OFF BALANCE SHEET ARRANGEMENTS AND CONTRACTUAL OBLIGATIONS
We have not entered into any transactions with unconsolidated entities whereby we have financial guarantees, subordinated retained
interests, derivative instruments, or other contingent arrangements that expose us to material continuing risks, contingent liabilities,
or any other obligation under a variable interest in an unconsolidated entity that provides us with financing and liquidity support,
market risk, or credit risk support.
A substantial portion of the raw materials, components, and subassemblies used in our products are provided by our suppliers on
a consignment basis. These consigned inventories are not recorded on our consolidated balance sheet until we take possession of
and title to the raw materials, components, and subassemblies, which occurs when they are consumed in the production process.
Prior to consumption in the production process, our suppliers bear the risk of loss and retain title to the consigned inventory.

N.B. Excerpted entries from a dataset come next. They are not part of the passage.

PR #3039, opened 2025-05-07
[Telemetry] UUID

cheina97:
# Description

This PR allows telemetry job to generate a UUID to use as ClusterID
This increases the privacy and avoid cases in which 2 clusters have been set with the same ClusterID


pkg/telemetry/builder.go
```diff
@@ -34,9 +36,16 @@ import (
...
-		return nil, err
+		if apierrors.IsNotFound(err) {
+			klog.V(4).InfoS("ClusterID not found, creating a new one")
+			if err := createClusterIDTelemetryConfigMap(ctx, c.Client, c.Namespace); err != nil {
+				return nil, fmt.Errorf("failed to create configmap: %w", err)
+			}
+		} else {
+			return nil, err
+		}
 	}
```
aleoli, line 49: Can we use a switch here for error handling and better readability?

aleoli (approved):

PR #3054, opened 2025-05-27
feat: unpeering force

### LINKED ISSUE #3051: Force unpeering

When I try to unpeer a provider cluster and it fails because the remote no more available or reachable, I can’t  unpeer anymore it. This doesn’t allow me to remove outdated peering from the liqo cluster.

When I cannot contact the provider cluster, I would like to be able to use an option that allows me to forcibly close the peering connection with the provider cluster.

This feature can help the network team to be able to remove the connection between two clusters despite dynamic changes in the IP of the remote cluster or in case of cluster provider unrecoverable unavailability, ensuring the continued use of the liqo cluster.

### Describe your proposed solution

Two flags can be added to perform a forced unpeering:
 `--force`, a Boolean flag that force the unpeering even if the provider cluster is unreachable, and `--remote-cluster-id`, a flag that must be entered in conjunction with `--force` and must contain the cluster id of the provider cluster.

### Code of Conduct

giuliafalaschi:
# Description

Two flags have been added to perform a forced unpeering:
` --force`, a Boolean flag that force the unpeering even if the provider cluster is unreachable, and `--remote-cluster-id`, a flag that must be entered in conjunction with` --force` and must contain the cluster id of the provider cluster.

Fixes #3051  

# How Has This Been Tested?
I created two local clusters using kind, installed Liqo on them, and established a peering relationship between the two. To simulate a catastrophic scenario, I modified the IP address of the provider cluster to make it unreachable. Finally, I executed the unpeer command with the options I implemented, specifically:
`liqoctl unpeer --force --remote-cluster-id <cluster-id>`
In this way, the unpeering was successfully performed on the consumer cluster, even though the provider was no longer reachable.


claudiolor:
Hi @giuliafalaschi, thanks for this PR. Is this ready for review?

claudiolor:
Hi Giulia 😊

Thank you so much for your contribution and the effort you put into this PR, it's really appreciated! 🙏
Apologies for the delay in getting back to you, I got caught up with other tasks but I’ve now had the chance to review and test your changes.

That said, I noticed some issues related to how the forced unpeering is handled. Specifically, there are some challenges that need to be handled when the remote cluster becomes unreachable, which are not addressed in your implementation. The two main components that cause problems in such scenarios are:

- **CRDReplicator**: whose role is [reflecting Liqo CR](https://github.com/liqotech/liqo/blob/master/internal/crdReplicator/reflection/handler.go#L53)  (e.g., ResourceSlice) on the remote cluster, and It attempts to clean them up when they are deleted. If the remote cluster is no longer reachable, the finalizers won’t be removed, preventing the resources from being deleted.

- **VirtualNode**: When a ResourceSlice is deleted, the associated virtual node also gets removed, triggering the [VirtualNode controller](https://github.com/liqotech/liqo/blob/c39e9fce0a99cc247a3fae7b27852ad2ae683ca6/pkg/liqo-controller-manager/offloading/virtualnode-controller/virtualnode_controller.go#L116), which starts a process that [tries to evict pods scheduled on the virtual node](https://github.com/liqotech/liqo/blob/master/pkg/liqo-controller-manager/offloading/virtualnode-controller/deletion-routine.go#L185). The [Virtual Kubelet's reflector](https://github.com/liqotech/liqo/blob/c39e9fce0a99cc247a3fae7b27852ad2ae683ca6/pkg/virtualKubelet/reflection/workload/podns.go#L117) will take in charge the eviction of the pods, but if the remote cluster is unreachable, this eviction gets stuck.

Because of this, if you try to force unpeer two kind clusters and then delete one of them, with your version of the code you’ll notice that the forced unpeer hangs on the ResourceSlice deletion.

To properly handle these situations, we need to introduce a way to inform that the remote cluster is no longer expected to respond. That way, components like the CRDReplicator or Virtual Kubelet can stop trying to reach it endlessly. Here are a couple of ideas I could come up with:

1. Use the [controller manager’s API server checker](https://github.com/liqotech/liqo/blob/c39e9fce0a99cc247a3fae7b27852ad2ae683ca6/pkg/liqo-controller-manager/core/foreigncluster-controller/apiserverchecker.go#L39) to flag a ForeignCluster as "dead" after a number of failed health checks. However, this might introduce issues in case of temporary downtimes, if the cluster is considered "dead", the Virtual Kubelet will mark the pod scheduled on the virtual node as terminated. However, if the connection comes back up, then the pod running remotely will never be stopped.

2. Explicitly mark a cluster as unreachable in the ForeignCluster spec (for example, when forcing unpeer and the cluster doesn’t respond). Then the component listed above can skip trying to delete remote resources, so cleanly removing the peering connection on the consumer cluster.

Once we handle this properly in the Liqo core, we can refine the behavior of the liqoctl unpeer command. I saw you modified the flow a bit, but I would suggest keeping the original flow and falling back to forced unpeer only if the standard one fails. For example, if we can’t get the cluster ID of the provider during unpeering, we can attempt with a short timeout. If it fails and `force` is enabled, we fall back to the user-supplied cluster ID and performing the operation required to force the unpeer (for example, following the second option above, marking the ForeignCluster as "dead").
Pay attention to keep the utility functions as "agnostic" as possible, not introducing on them the concept of "force". For example, you can add a flag to skip remote operations or giving the possibility to manually provide the data it tries to get from the remote cluster via API server.

Lastly, regarding the CLI flags: instead of having both `--force` and `--remote-cluster-id` (where the latter only makes sense with `--force`), it might be cleaner to have a single flag like `--force-with-cluster-id` that provides the fallback cluster ID directly.

Thanks again for your work! Let me know your thoughts on this and feel free to ask if you any questions 😊

frisso:
@giuliafalaschi Is this PR ready for the second review?

giuliafalaschi:
@frisso Good morning, I made some modifications to make my change more robust. I have verified that it works and leaves no dangling objects. I am cleaning up the code from unnecessary logs and as soon as possible I will update my pull request.

claudiolor:
As agreed with Giulia offline: closing this PR in favor of two separate PRs, one implementing this feature in the Liqo core (#3122) another implementing the liqoctl command to force unpeer with a remote cluster, she is going to open.

Issue #3057, opened 2025-06-05
[Feature] Namespace offloading in batches


air-31:
### Describe the problem you are having (if any)

We are working in an environment with a considerably high number of namespaces (on the order of thousands). We would like to offload a larger part of them, however it is somewhat impractical to do so with the currently available offloading procedure.

### Describe the solution you would like

It would be nice to upgrade the `liqoctl offload` command to include an option to offload namespaces in batches via the usage of label selectors (e.g. `liqoctl offload namespaces --label 'k8s.io/type=tenant'`). Subsequently, the `liqoctl unoffload` command is to be upgraded accordingly as well.

### Describe the user value of this feature

This would provide users with a direct way to offload a number of namespaces at once.

### Do you volunteer to implement this feature?

- [ ] I want to implement this feature

### Code of Conduct

- [x] I agree to follow this project's Code of Conduct

claudiolor:
Hi @air-31, 
Thanks for opening this issue! 
I agree this would be a nice addition to the liqoctl CLI, it should be fairly straightforward to implement and could be a great candidate for a first contribution

That said, I think you can still offload/unoffload namespaces in batch by first selecting the namespaces and then piping their names into the `liqoctl offload/unoffload` command. 
For example, you can use the following command to offload a batch of namespaces based on the label:

```bash
k get ns -l k8s.io/type=tenant -o custom-columns=":metadata.name" --no-headers | xargs -n 1 liqoctl offload namespace
```

Similarly to unoffload the namespaces:

```bash
k get ns -l k8s.io/type=tenant -o custom-columns=":metadata.name" --no-headers | xargs -n 1 liqoctl unoffload namespace --skip-confirm
```

mayooot:
I can do this.

claudiolor:
Hi @mayooot!
thank you for volunteering! I will be more than happy to review your PR once ready :) 
If you need any help or you have any questions feel free ask! You can join our [slack workspace](https://liqo-io.slack.com/join/shared_invite/zt-h20212gg-g24YvN6MKiD9bacFeqZttQ) to directly reach us.

mayooot:
I am new to the liqo project and know very little about it.
I have added an offload subcommand: namespaces which can be used: `liqoctl offload namespaces --label-selector='app=namespaces'`.

@claudiolor Cloud you give me some suggest about this https://github.com/liqotech/liqo/pull/3060.
If possible, I will finish the remaining development work abount `unoffload`.

[...]

PR #3060, opened 2025-06-12
feat(offload): Add the liqoctl offload namespaces command.

mayooot:
Multiple namespaces can be offloaded.

# Description

Added the liqoctl offload namespaces command. Matching namespaces can be found using `--label-selector`.

Fixes #(issue)

#3057

# How Has This Been Tested?
Yes, I hava tested it locally.

~~~
 $ liqoctl offload namespaces --label-selector='app=namespaces'
 INFO  Offloading of namespace "need01" correctly enabled
 INFO  Offloading completed successfully
 INFO  Offloading of namespace "need03" correctly enabled
 INFO  Offloading completed successfully
~~~

### DIFF
--- a/cmd/liqoctl/cmd/offload.go
+++ b/cmd/liqoctl/cmd/offload.go
@@ -64,6 +64,20 @@ or (output the NamespaceOffloading resource as a yaml manifest, without applying
   $ {{ .Executable }} offload namespace foo --output yaml
 `
 
+const liqoctlOffloadNamespacesLongHelp = `Offload all namespaces with optional label filtering.
+
+This command offloads all namespaces in the cluster to remote clusters, optionally filtered by a label selector.
+It applies the same offloading configuration to each matching namespace, similar to 'liqoctl offload namespace <name>'.
+
+Examples:
+  $ {{ .Executable }} offload namespaces
+or
+  $ {{ .Executable }} offload namespaces --selector 'key=value'
+or
+  $ {{ .Executable }} offload namespaces --selector 'key=value,env!=prod' \
+      --pod-offloading-strategy Remote --namespace-mapping-strategy EnforceSameName
+`
+
 func newOffloadCommand(ctx context.Context, f *factory.Factory) *cobra.Command {
 	cmd := &cobra.Command{
 		Use:   "offload",
@@ -73,6 +87,7 @@ func newOffloadCommand(ctx context.Context, f *factory.Factory) *cobra.Command {
 	}
 
 	utils.AddCommand(cmd, newOffloadNamespaceCommand(ctx, f))
+	utils.AddCommand(cmd, newOffloadNamespacesCommand(ctx, f))
 	return cmd
 }
 
@@ -137,6 +152,76 @@ func newOffloadNamespaceCommand(ctx context.Context, f *factory.Factory) *cobra.
 	f.Printer.CheckErr(cmd.RegisterFlagCompletionFunc("pod-offloading-strategy", completion.Enumeration(podOffloadingStrategy.Allowed)))
 	f.Printer.CheckErr(cmd.RegisterFlagCompletionFunc("namespace-mapping-strategy", completion.Enumeration(namespaceMappingStrategy.Allowed)))
 	f.Printer.CheckErr(cmd.RegisterFlagCompletionFunc("selector", completion.LabelsSelector(ctx, f, completion.NoLimit)))
+	f.Printer.CheckErr(cmd.RegisterFlagCompletionFunc("output", completion.Enumeration(outputFormat.Allowed)))
+
+	return cmd
+}
+
+func newOffloadNamespacesCommand(ctx context.Context, f *factory.Factory) *cobra.Command {
+	var selectors []string
+	var labelSelector string
+
+	podOffloadingStrategy := args.NewEnum([]string{
+		string(offloadingv1beta1.LocalAndRemotePodOffloadingStrategyType),
+		string(offloadingv1beta1.RemotePodOffloadingStrategyType),
+		string(offloadingv1beta1.LocalPodOffloadingStrategyType)},
+		string(offloadingv1beta1.LocalAndRemotePodOffloadingStrategyType))
+
+	namespaceMappingStrategy := args.NewEnum([]string{
+		string(offloadingv1beta1.EnforceSameNameMappingStrategyType),
+		string(offloadingv1beta1.DefaultNameMappingStrategyType),
+		string(offloadingv1beta1.SelectedNameMappingStrategyType)},
+		string(offloadingv1beta1.DefaultNameMappingStrategyType))
+
+	var remoteNamespaceName = ""
+
+	outputFormat := args.NewEnum([]string{"json", "yaml"}, "")
+
+	options := offload.Options{Factory: f}
+
+	cmd := &cobra.Command{
+		Use:     "namespaces",
+		Aliases: []string{"ns"},
+		Short:   "Offload all namespaces with optional label filtering",
+		Long:    liqoctlOffloadNamespacesLongHelp,
+
+		Args: cobra.NoArgs,
+
+		PreRun: func(_ *cobra.Command, _ []string) {
+			options.PodOffloadingStrategy = offloadingv1beta1.PodOffloadingStrategyType(podOffloadingStrategy.Value)
+			options.NamespaceMappingStrategy = offloadingv1beta1.NamespaceMappingStrategyType(namespaceMappingStrategy.Value)
+			options.RemoteNamespaceName = remoteNamespaceName
+			options.OutputFormat = outputFormat.Value
+			options.LabelSelector = labelSelector
+			options.Printer.CheckErr(options.ParseClusterSelectors(selectors))
+		},
+
+		Run: func(_ *cobra.Command, _ []string) {
+			output.ExitOnErr(options.OffloadNamespaces(ctx))
+		},
+	}
+
+	cmd.Flags().Var(podOffloadingStrategy, "pod-offloading-strategy",
+		"The constraints regarding pods scheduling in this namespace, among Local, Remote and LocalAndRemote")
+	cmd.Flags().Var(namespaceMappingStrategy, "namespace-mapping-strategy",
+		"The naming strategy adopted for the creation of remote namespaces, among DefaultName, EnforceSameName and SelectedName")
+	cmd.Flags().DurationVar(&options.Timeout, "timeout", 20*time.Second, "The timeout for the offloading process")
+	cmd.Flags().StringVar(&remoteNamespaceName, "remote-namespace-name", "",
+		"The name of the remote namespace, required when using the SelectedName NamespaceMappingStrategy. "+
+			"Otherwise, it is ignored")
+
+	cmd.Flags().StringArrayVarP(&selectors, "selector", "l", []string{},
+		"The selector to filter the target clusters. Can be specified multiple times, defining alternative requirements (i.e., in logical OR)")
+	cmd.Flags().StringVar(&labelSelector, "label-selector", "",
+		"Selector (label query) to filter namespaces, supports '=', '==', and '!=' (e.g., -l key1=value1,key2=value2).")
+
+	cmd.Flags().VarP(outputFormat, "output", "o",
+		"Output the resulting NamespaceOffloading resource, instead of applying it. Supported formats: json, yaml")
+
+	f.Printer.CheckErr(cmd.RegisterFlagCompletionFunc("pod-offloading-strategy", completion.Enumeration(podOffloadingStrategy.Allowed)))
+	f.Printer.CheckErr(cmd.RegisterFlagCompletionFunc("namespace-mapping-strategy", completion.Enumeration(namespaceMappingStrategy.Allowed)))
+	f.Printer.CheckErr(cmd.RegisterFlagCompletionFunc("selector", completion.LabelsSelector(ctx, f, completion.NoLimit)))
+	f.Printer.CheckErr(cmd.RegisterFlagCompletionFunc("label-selector", completion.NamespacesSelector(ctx, f, completion.NoLimit)))
 	f.Printer.CheckErr(cmd.RegisterFlagCompletionFunc("output", completion.Enumeration(outputFormat.Allowed)))
 
 	return cmd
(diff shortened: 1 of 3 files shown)


frisso:
This looks very good to me, thanks!
Final words to @claudiolor , who has a deeper understanding of the source code.

mayooot:
@claudiolor Please check it.

claudiolor:
Hi @mayooot thank you so much for your PR :D

I would not create a new command with a single letter of difference to another as it seems to me really prone to user errors, while instead I would reuse the same command with [some aliases](https://github.com/liqotech/liqo/blob/master/cmd/liqoctl/cmd/offload.go#L101)  so that `liqoctl offload namespace` can be `liqoctl offload namespaces` or `liqoctl offload ns` and add the `--selector` option to it.
So according to this, we can allow the user to provide more than one namespace name [removing this option from the command](https://github.com/liqotech/liqo/blob/master/cmd/liqoctl/cmd/offload.go#L105).
At this point we can move the logic of [offload/handler.go from line 75 below](https://github.com/liqotech/liqo/blob/master/pkg/liqoctl/offload/handler.go#L75) on a separate function, so that we iterate over the namespaces indicated by the user or the ones retrieved via the label selector and call this function for each of the namespaces.

Of course, we should return an error if the user specified both the name of the namespaces of the label selectors or none of them.

In this way I think we are reducing the possibility that a user makes a mistake, we are giving the possibility to offload more than one namespace by name at a time and there is no need to duplicate code in order to introduce a new command.
Let me know what you think about it :)

mayooot:
@claudiolor You're right, `namespace` and `namespaces` do make it easy to get confused.
I tried to minimize changes to the source code during development, so I added a new command that minimizes the impact on the original functionality.

It's right to make changes to the `namespace` command directly, so that the processing of a single namespace and multiple namespaces can be put into a `Run` function, and it's more optimized for the user.

I will update the code as we discussed.
Thanks a lot!

mayooot:
@claudiolor I've done that.
It can be used below:

~~~bash
$ liqoctl offload namespace lowkey01
 INFO  Offloading of namespace "lowkey01" correctly enabled
 INFO  Offloading completed successfully

$ liqoctl offload namespace lowkey02 lowkey03 lowkey04
 INFO  Offloading of namespace "lowkey02" correctly enabled
 INFO  Offloading completed successfully
 INFO  Offloading of namespace "lowkey03" correctly enabled
 INFO  Offloading completed successfully
 INFO  Offloading of namespace "lowkey04" correctly enabled
 INFO  Offloading completed successfully

$ liqoctl offload namespace --label-selector="bunch=yes"
 INFO  Offloading of namespace "highkey01" correctly enabled
 INFO  Offloading completed successfully
 INFO  Offloading of namespace "highkey02" correctly enabled
 INFO  Offloading completed successfully
 INFO  Offloading of namespace "highkey03" correctly enabled
 INFO  Offloading completed successfully
~~~

claudiolor:
Hi @mayooot thanks a lot! :) I will check it ASAP

cmd/liqoctl/cmd/offload.go
```diff
@@ -98,23 +104,29 @@ func newOffloadNamespaceCommand(ctx context.Context, f *factory.Factory) *cobra.
...
 		},
-
 		Run: func(_ *cobra.Command, args []string) {
-			options.Namespace = args[0]
+			if len(args) == 0 && labelSelector == "" {
+				output.ExitOnErr(fmt.Errorf("namespace name or label selector must be specified"))
+			}
+			if len(args) != 0 && labelSelector != "" {
+				output.ExitOnErr(fmt.Errorf("namespace name and label selector must not be specified together"))
+			}
```
claudiolor: Here you are not printing the error message, I'd suggest to use the `options.Printer.ExitWithMessage` function, as done elsewhere in the codebase:
```suggestion
			if len(args) == 0 && labelSelector == "" {
				options.Printer.ExitWithMessage("namespace name or label selector must be specified")
			}
			if len(args) != 0 && labelSelector != "" {
				options.Printer.ExitWithMessage("namespace name and label selector must not be specified together")
			}
```

pkg/liqoctl/offload/handler.go
```diff
@@ -37,6 +40,8 @@ type Options struct {
 	*factory.Factory
 
 	Namespace                string
```
claudiolor: I'd remove single namespace from options
```suggestion
```

pkg/liqoctl/offload/handler.go
```diff
@@ -72,6 +77,63 @@ func (o *Options) Run(ctx context.Context) error {
...
+			NamespaceMappingStrategy: o.NamespaceMappingStrategy,
+			RemoteNamespaceName:      o.RemoteNamespaceName,
+			ClusterSelector:          o.ClusterSelector,
+			OutputFormat:             o.OutputFormat,
+			Timeout:                  o.Timeout,
+		}
+
+		if err := nsOptions.runOffload(ctx); err != nil {
+			errors = append(errors, err)
+		}
```
claudiolor: I couldn't understand why you create a new option struct for each namespace you need to offload.

I would just call an internal function where we provide the namespace name, it seems more straightforward, and there is less risk to forget passing some of the properties of the option struct:
```suggestion
		if err := o.runOffload(ctx, ns); err != nil {
			errors = append(errors, err)
		}
```

pkg/liqoctl/offload/handler.go
```diff
@@ -72,6 +77,63 @@ func (o *Options) Run(ctx context.Context) error {
...
+	}
+
+	return nil
+}
+
+// runOffload encapsulates the core logic of the offload namespace command.
+func (o *Options) runOffload(ctx context.Context) error {
 	// Output the NamespaceOffloading resource, instead of applying it.
 	if o.OutputFormat != "" {
 		o.Printer.CheckErr(o.output())
```
claudiolor: When the output is `yaml`, we need to append the end directive (`---`) to each of the printed object to produce a valid yaml output

cmd/liqoctl/cmd/offload.go
```diff
@@ -98,23 +104,29 @@ func newOffloadNamespaceCommand(ctx context.Context, f *factory.Factory) *cobra.
...
 	cmd := &cobra.Command{
 		Use:     "namespace name",
-		Aliases: []string{"ns"},
-		Short:   "Offload a namespace to remote clusters",
+		Aliases: []string{"ns", "namespaces"},
+		Short:   "Offload namespaces to remote clusters",
 		Long:    liqoctlOffloadNamespaceLongHelp,
 
-		Args:              cobra.ExactArgs(1),
 		ValidArgsFunction: completion.Namespaces(ctx, f, 1),
```
claudiolor: To enable suggestions for more than one arg
```suggestion
		ValidArgsFunction: completion.Namespaces(ctx, f, completion.NoLimit),
```

cmd/liqoctl/cmd/offload.go
```diff
@@ -130,13 +142,16 @@ func newOffloadNamespaceCommand(ctx context.Context, f *factory.Factory) *cobra.
 
 	cmd.Flags().StringArrayVarP(&selectors, "selector", "l", []string{},
 		"The selector to filter the target clusters. Can be specified multiple times, defining alternative requirements (i.e., in logical OR)")
+	cmd.Flags().StringVar(&labelSelector, "label-selector", "",
```
claudiolor: Wondering whether make sense calling this option something like `--ns-selector` or `--ns-label-selector` to avoid confusing this flag with `--selector` option, which is about the target cluster.
Your and @frisso thoughts are appreciated on this

mayooot: I prefer `--ns-selector`.

frisso: Fine for me.

claudiolor: Nice, let's do `--ns-selector`

frisso:
@mayooot This looks very good to me (@claudiolor for more precise notes on the code).
 To be completed, we would need two more steps:
 * align also the 'unoffload' command with the new features
 * align the documentation (https://docs.liqo.io/en/latest/usage/namespace-offloading.html) with the new features

pkg/liqoctl/offload/handler.go
```diff
@@ -72,12 +77,59 @@ func (o *Options) Run(ctx context.Context) error {
...
+	}
+
+	return nil
+}
+
+// runOffload encapsulates the core logic of the offload namespace command.
+func (o *Options) runOffload(ctx context.Context, namespace string) error {
 	// Output the NamespaceOffloading resource, instead of applying it.
 	if o.OutputFormat != "" {
 		o.Printer.CheckErr(o.output())
```
claudiolor: I believe this doesn't work, you are not providing the name of the namespace to the output function:
```suggestion
		o.Printer.CheckErr(o.output(namespace))
```

pkg/liqoctl/offload/handler.go
```diff
@@ -119,6 +171,7 @@ func (o *Options) Run(ctx context.Context) error {
 // output implements the logic to output the generated NamespaceOffloading resource.
 func (o *Options) output() error {
```
claudiolor: Because of the command above:
```suggestion
func (o *Options) output(namespace string) error {
```

pkg/liqoctl/offload/handler.go
```diff
@@ -139,6 +192,18 @@ func (o *Options) output() error {
 		},
 	}
 
+	// Print the object to a buffer to capture YAML output
+	if o.OutputFormat == "yaml" {
```
claudiolor: If you move the definition of the `nsoff` variable just above the switch...case, I believe we can avoid this if condition, and place its content inside the "yaml" case of the switch...case above

cmd/liqoctl/cmd/offload.go
```diff
@@ -98,23 +103,28 @@ func newOffloadNamespaceCommand(ctx context.Context, f *factory.Factory) *cobra.
...
 		},
-
 		Run: func(_ *cobra.Command, args []string) {
-			options.Namespace = args[0]
+			if len(args) == 0 && labelSelector == "" {
+				options.Printer.ExitWithMessage("namespace name or label selector must be specified")
+			}
+			if len(args) != 0 && labelSelector != "" {
+				options.Printer.ExitWithMessage("namespace name and label selector must not be specified together")
+			}
```
claudiolor, line 126: We need to add an additional check to make sure that no custom remote namespace name is specified when multiple namespaces are targeted for offloading:
```suggestion
			}
			if (len(args) > 1 || labelSelector != "") && remoteNamespaceName != "" {
				options.Printer.ExitWithMessage("the remote namespace name cannot be specified when offloading multiple namespaces at once")
			}
```

mayooot:
@claudiolor All done. Cloud you check it when you have a moment?

cmd/liqoctl/cmd/offload.go
```diff
@@ -98,23 +103,31 @@ func newOffloadNamespaceCommand(ctx context.Context, f *factory.Factory) *cobra.
...
+			if (len(args) > 1 && labelSelector != "") && remoteNamespaceName != "" {
```
claudiolor: This should be an OR:
```suggestion
			if (len(args) > 1 || labelSelector != "") && remoteNamespaceName != "" {
```

mayooot:
> accordingly

Ok, I've fixed the bugs, and I'll implement `unoffload` command ASAP.

mayooot:
> Thank you for fixing the issues I reported! 💯 Once the small issue I underlined is fixed we can consider the offload command completed. To merge this PR we still need to implement a similar behavior with the `unoffload` command and the [documentation](https://github.com/liqotech/liqo/blob/master/docs/usage/namespace-offloading.md) needs to be updated accordingly.

Ok, I've fixed the bugs, and I'll implement unoffload command ASAP.

mayooot:
@claudiolor All is done. Please check it and let me know your suggestions about the code and docs :)

claudiolor:
Thanks @mayooot, I will check these changes ASAP

docs/usage/namespace-offloading.md
```diff
@@ -136,6 +145,10 @@ The offloading of a namespace can be disabled through the dedicated *liqoctl* co
 
 ```bash
 liqoctl unoffload namespace foo
+
+liqoctl unoffload namespaces foo bar 
+
+liqoctl unoffload namespaces --ns-selector='foo=bar'
 ```
```
claudiolor:
```suggestion
```bash
# unoffload single namespace by name
liqoctl unoffload namespace foo

# unoffload multiple namespaces by name
liqoctl unoffload namespaces foo bar 

# unoffload multiple namespaces by label selector
liqoctl unoffload namespaces --ns-selector='foo=bar'
```
```

File: pkg/liqoctl/unoffload/handler.go [hunk 13]
```diff
@@ -40,6 +46,51 @@ func (o *Options) Run(ctx context.Context) error {
...
+
+	if len(errors) > 0 {
+		return fmt.Errorf("encountered %d errors during unoffloading, error details: %v", len(errors), errors)
+	}
+
+	return nil
+}
+
+func (o *Options) runUnoffload(ctx context.Context, namespace string) error {
+	o.Namespace = namespace
```
claudiolor: Please do not use o.Namespace, I think you can directly use the `namespace` variable

claudiolor (commented):
Thank you for implementing also unoffload!
- I left just a couple of comment.
- Before merging we also need to update the automatically generated `liqoctl` documentation, you can update the documentation by launching `make ctldocs`, then you can commit the updated files.

Once those two points are addressed I believe we can merge

mayooot:
> 

Ok, I'me done :)

mayooot:
> Thank you for implementing also unoffload!
> 
> * I left just a couple of comment.
> * Before merging we also need to update the automatically generated `liqoctl` documentation, you can update the documentation by launching `make ctldocs`, then you can commit the updated files.
> 
> Once those two points are addressed I believe we can merge

@claudiolor I'm done here :)

claudiolor:
@mayooot thank you! @aleoli can you please check and merge this?

claudiolor (approved):

aleoli:
Hi @mayooot! It looks good to me.

Could you please squash all your commits into a single commit? Then we can proceed with the merge. Thanks!

mayooot:
> Hi @mayooot! It looks good to me.
> 
> Could you please squash all your commits into a single commit? Then we can proceed with the merge. Thanks!

Sure, I just squashed them.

Consigned inventory not consumed in the production process is returnable to our suppliers in accordance with the terms of our
agreements with them. If our suppliers were to discontinue financing consigned inventory, it would require us to make cash outlays
and we could incur expenses, including write-downs for excess and obsolete inventory, which, if material, could negatively affect
our business and financial results. As of March 31, 2013 and 2012, we had off-balance sheet consigned inventories of $31.3
million and $24.7 million, respectively.
The following table summarizes our future contractual obligations as of March 31, 2013 and the effect that such obligations are
expected to have on our liquidity and cash flows in future periods:
Payments Due by Period
(in thousands) Total Less than 1
year 1-3 years 4-5 years More than
5 years
Operating leases $ 10,878 $ 4,686 $ 3,247 $ 1,377 $ 1,568
Unconditional purchase obligations 182,460 182,231 229
Total contractual cash obligations $ 193,338 $ 186,917 $ 3,476 $ 1,377 $ 1,568
Operating Leases
We lease certain facilities under operating leases expiring through our fiscal year 2022. Certain of these leases provide for renewal
options for periods ranging from one to three years and in the normal course of business, we exercise the renewal options.